Query Regarding Direct cache mapping [closed]

Question

Thank you for looking into this, I have a problem regarding direct cache mapping, My problem really though is with the question formation itself and the problem I am about to present seems to have inconsistency and has unclear description. So the problem is as follows ( I am presenting exactly as given )

32 bit architecture
Main memory size = 8GB
cache size = 512KB
Block size = 32 words

To Find

1. Number of bits required for Byte Offset = ?
2. Number of bits required for main memory address = ?
3. Number of bits required for main memory block number = ?
4. Cache Index bits = ?
5. Tag-bits = ?
6. Size of Tag Directory = ?

Now My Interpretation of the solution is as follows

As it is 32 bit architecture which means Word size is 4 Byte ( I am confused about this part the most as the question states cache block size in Words but expects to calculate Byte offset ) but for the sake of this problem, moving on main memory size is 8GB that's 2³³Bytes, cache size ( blocks only, this does not include tag directory which is part of cache controller ) Block size of 32 Words or 128 Bytes, now If you agree with me on this much, or else this is probably where I am wrong so please correct me right here.

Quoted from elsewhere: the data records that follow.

PR #2236, opened 2021-04-26
feat: improve function builder's file watching service

eduardoboucas:
**- Summary**

With this PR, the ZISI function builder takes advantage of the `inputs` property added in version 3.8.0 of `@netlify/zip-it-and-ship-it`, so that it's capable of bundling only the functions that have been affected by a change event, as opposed to building every function each time.

**- Test plan**

No new tests added.


src/function-builder-detectors/zisi.js
```diff
@@ -1,18 +1,142 @@
...
 const { NETLIFYDEVERR } = require('../utils/logo')
 
-const bundleFunctions = async ({ config, sourceDirectory, targetDirectory }) => {
-  // @todo Build only the functions affected by the path that has changed.
-  await zipFunctions(sourceDirectory, targetDirectory, {
+const ZIP_CONCURRENCY = 5
+
+const zipFunctionsAndUpdateCache = async ({ cache, functions, sourceDirectory, targetDirectory, zipOptions }) => {
+  if (functions !== undefined) {
+    await pFilter(
```
eduardoboucas, line 16: Using `p-filter` just for its capability of handling concurrency. We're effectively mimicking what `zipFunctions` does, but limiting it to a subset of functions. Hence the `ZIP_CONCURRENCY` constant using the same default value as `zip-it-and-ship-it`.

src/utils/serve-functions.js
```diff
@@ -204,10 +206,8 @@ const createHandler = async function ({ dir, capabilities, omitFileChangesLog, w
     leading: false,
     trailing: true,
   })
-  watcher
-    .on('change', debouncedOnChange)
-    .on('unlink', debouncedOnUnlink)
-    .on('add', async (path) => {
```
eduardoboucas, line 210: I was seeing duplicate event callbacks by not debouncing the `add` event.

src/utils/serve-functions.js
```diff
@@ -430,28 +435,37 @@ const getFunctionsServer = async function ({ dir, omitFileChangesLog, siteUrl, c
...
 
 const getBuildFunction = ({ functionBuilder, log }) =>
-  async function build(updatedPath) {
-    log(
-      `${NETLIFYDEVLOG} Function builder ${chalk.yellow(functionBuilder.builderName)} ${chalk.magenta(
-        'building',
-      )} functions from directory ${chalk.yellow(functionBuilder.src)}`,
-    )
+  async function build(updatedPath, eventType) {
+    const relativeFunctionsDir = relative(cwd(), functionBuilder.src)
```
eduardoboucas, line 439: This is a bit outside of the scope of this PR, and I'm happy to break it out if it makes it easier to review, but I thought we could show the function path relative to the functions directory as opposed to showing the full path, which is a bit heavy on the output.

src/utils/serve-functions.js
```diff
@@ -484,9 +498,9 @@ const setupFunctionsBuilder = async ({ config, errorExit, functionsDirectory, lo
 
   const functionWatcher = chokidar.watch(functionBuilder.src)
   functionWatcher.on('ready', () => {
-    functionWatcher.on('add', debouncedBuild)
-    functionWatcher.on('change', debouncedBuild)
-    functionWatcher.on('unlink', debouncedBuild)
+    functionWatcher.on('add', (path) => debouncedBuild(path, 'add'))
```
eduardoboucas, line 501: The build function now receives the path of the updated file _and_ the type of event.

eduardoboucas:
It feels like we should be adding some tests around this functionality. @erezrokah what do you think?

erezrokah:
> It feels like we should be adding some tests around this functionality. @erezrokah what do you think?

:100

src/utils/serve-functions.js
```diff
@@ -153,16 +155,12 @@ const buildClientContext = function (headers) {
   }
 }
 
-const logBeforeAction = ({ omitLog, path, action }) => {
```
eduardoboucas, line 156: The `omitLog` property was introduced to avoid duplicate logging messages when using the ZISI function builder, but it's no longer necessary since the ZISI function builder now bypasses the base file watchers and thus removing duplicate events.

Now assuming I am correct so far, I will first calculate main memory address bits, that will be, first let's calculate it's size then let's do binary log, that will be 2³³Bytes / 4 Bytes per word this comes out to be 2³¹ Words means 31 bits for memory address and our second answer, next I calculate number of main memory blocks that will be 2³³Bytes / 128 Bytes per block this comes out to be 2²⁶ Blocks of main memory so the number of bits required for main memory block number would be 26 bits, so this gives our third answer, moving forward as I assume a single cache/main memory block to be of 128 Bytes and not Words. So for byte offset within a block it must be 7 bits ( Point of highest concern ) and this should be our first answer according to the question. Now let's calculate number of cache blocks that will be 2¹⁹Bytes / 128 Bytes per block which is 2¹² Blocks so cache index size will be 12 bits which is our fourth answer, we're almost done ! Now Tag bits should be and since it's direct mapped it should be memory address size - ( cache index + Word or Byte offset ) that is ( 31 - (12 + 7)) = 12 bits that is our fifth answer and finally size of tag directory will be 2¹²Cache Blocks * 12bits per tag, Now not going into exact answer in KB's is this approach right or have I made a mistake or is the problem formulation incorrect ( as I think the mistake must be with cache blocks being in bytes or words ) ?

Answer 1

I am going to talk about the cache - related questions:

1. Block size is $$32 \text{words} = 2^5$$ . That, means that you need, 5 bits for offset.
2. $$\#\text{blocks}=\frac{2^{19}}{2^5}=2^{14}$$, so you need 14 bits for the index ( to indentify which block in cache is going to represent your wanted memory adresss )
3. For a 32 - bit adress, tag is the rest : $$32 - 14- 5 = 13$$ bits.